Top of Provided records

PR #278, opened 2015-11-24
Migrated to latest RapidJSON.

mzhurovich:
1. Added RapidJSON files and changes in Current in two separate commits.
2. Deprecated floating point test completely, since:
  * RapidJSON now outputs NaN's and Inf's as max type value;
  * Looks like output precision is not constant due to a new sophisticated conversion algorithm: http://www.cs.tufts.edu/~nr/cs257/archive/florian-loitsch/printf.pdf


dkorolev:
Looking into. `Blocks/HTTP` tests failed from the 1st run.

mzhurovich:
@dkorolev
One more thing. Custom files in '3rdparty/rapidjson':
* `version.h` with the info about the version of the files
* `streamwrapper.h` - new iostream wrapper based on original example.

dkorolev:
Oh, let's put them into the README of that directory then.

mzhurovich:
@dkorolev Looks like it works now :)
What did you mean exactly to put into 'README'?

dkorolev:
Looking. Your comments about added/modified files. Perhaps rename `version.txt` into `README[.md`, and add the above comment there?

dkorolev:
MERGING!

mzhurovich:
Yay!

PR #830, opened 2018-07-03
Terminal colors and a progress tracker helper.

dkorolev:


blocks/xterm/example.cc
```diff
@@ -0,0 +1,104 @@
...
+      progress << u8"Йоу" << '!';
+      wait();
+      progress << u8"Йоу" << ", world!";
+      wait();
+    }
+    std::cout << "Done." << std::endl;
+  }
+  {
+    // Variable length characters.
+    // NOTE(dkorolev): This fails on my Linux. :/ Prints `Test3> tttesting ... OK`, then `Test3> ttDone.` at the end.
```
sompylasar: Have a look: https://github.com/sindresorhus/string-width/blob/master/index.js

blocks/xterm/vt100.h
```diff
@@ -0,0 +1,94 @@
...
+THE SOFTWARE IS PROVIDED "AS IS", WITHOUT WARRANTY OF ANY KIND, EXPRESS OR
+IMPLIED, INCLUDING BUT NOT LIMITED TO THE WARRANTIES OF MERCHANTABILITY,
+FITNESS FOR A PARTICULAR PURPOSE AND NONINFRINGEMENT. IN NO EVENT SHALL THE
+AUTHORS OR COPYRIGHT HOLDERS BE LIABLE FOR ANY CLAIM, DAMAGES OR OTHER
+LIABILITY, WHETHER IN AN ACTION OF CONTRACT, TORT OR OTHERWISE, ARISING FROM,
+OUT OF OR IN CONNECTION WITH THE SOFTWARE OR THE USE OR OTHER DEALINGS IN THE
+SOFTWARE.
+*******************************************************************************/
+
+// Here's the best description I found: `https://misc.flogisoft.com/bash/tip_colors_and_formatting` -- D.K.
```
sompylasar: :+1:

blocks/xterm/example.cc
dkorolev: The issue is with Unicode in this case, not control characters. The latter are safely ignored by themselves. (And even UTF8 seems to work just fine with Cyrillic, just not with Japanese.)

dkorolev: To elaborate: JavaScript strings are "one index one Unicode character", while in Current it's UTF8.

mzhurovich:
Rainbow

dkorolev:
:trollface: 

@sompylasar would support me here. These colors will be put to the good use!

blocks/xterm/example.cc
sompylasar: I wonder why it won't work though. There's a notion of code points which are 1 to 2 UTF-16 characters, and 1 to 4 UTF-8 characters. Does Current consider that?

dkorolev: Current deals with UTF8, and this functionality (`UTF8StringLength`) is extensively tested and used in other places (FriendlyData).

dkorolev: I'm afraid this has to do with the behavior of the terminal (wrt how many `\b`-s does it need), not with how string length is computed.

Thus: a "frontend" issue which I could not care less about :)

dkorolev: > That's good. Tried Japanese in its tests? I think I only saw Cyrillic.

[duh](https://github.com/C5T/Current/pull/830/files#diff-31bf74dccc14f47f7f925c6ceb14aa14R79)

> Of course, you haven't unlearned how to behave like a d*ck. ;)

You'd like this book.

image

sompylasar: In the UTF8StringLength tests, not the terminal progress tests. There's just a smoke with latin and cyrillic, or I'm missing something.

dkorolev: Did you click the "duh" link above?

sompylasar: Yes I did, it points to a few lines below this comment:
screen shot 2018-07-03 at 10 47 17 am

And here's what I'm talking about:
https://github.com/C5T/Current/blob/d38e4af8c876d92be948a89c22310231981f14db/bricks/strings/test.cc#L947-L950
screen shot 2018-07-03 at 10 48 00 am

dkorolev: So, your question was "Are Japanese characters tested wrt the `UTF8StringLength()` code?". Now I get it.

Maybe not in this repo, but we use UTF8 in prod, and I've double-checked the logic of UTF8 symbol boundaries, which makes me rather confident that the issue is not here.

PR #831, opened 2018-07-05
Asynchronous subscriber destruction in Sherlock HTTP API.

mzhurovich:
Not very elegant, but quick solution - `SubscriberScope::~ SubscriberScope()` was never called causing the memory leak.


dkorolev:
LGTM, waiting for the CI to complete ...

dkorolev:
Ran the test manually on Semaphore, they passed.

PR #839, opened 2019-01-31
Caught those `warning: delete called on non-final RTTIDispatcherBase<…

dkorolev:
…>, has virtual functions but non-virtual destructor.

God bless `clang version 6.0.0-1ubuntu2`, `g++ (Ubuntu 7.3.0-27ubuntu1~18.04) 7.3.0` doesn't catch them.


mzhurovich:
@dkorolev Yay!

PR #841, opened 2019-03-07
`CURRENT_T_EXTRACT_SUBTYPE`.

dkorolev:
Hi @grixa, CC @mzhurovich,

Bottom of Provided records

[Problem details] Beginning with the line that contains "Ran the test", set down every line through the end of the data without change.

[The completed task]
Ran the test manually on Semaphore, they passed.

PR #839, opened 2019-01-31
Caught those `warning: delete called on non-final RTTIDispatcherBase<…

dkorolev:
…>, has virtual functions but non-virtual destructor.

God bless `clang version 6.0.0-1ubuntu2`, `g++ (Ubuntu 7.3.0-27ubuntu1~18.04) 7.3.0` doesn't catch them.


mzhurovich:
@dkorolev Yay!

PR #841, opened 2019-03-07
`CURRENT_T_EXTRACT_SUBTYPE`.

dkorolev:
Hi @grixa, CC @mzhurovich,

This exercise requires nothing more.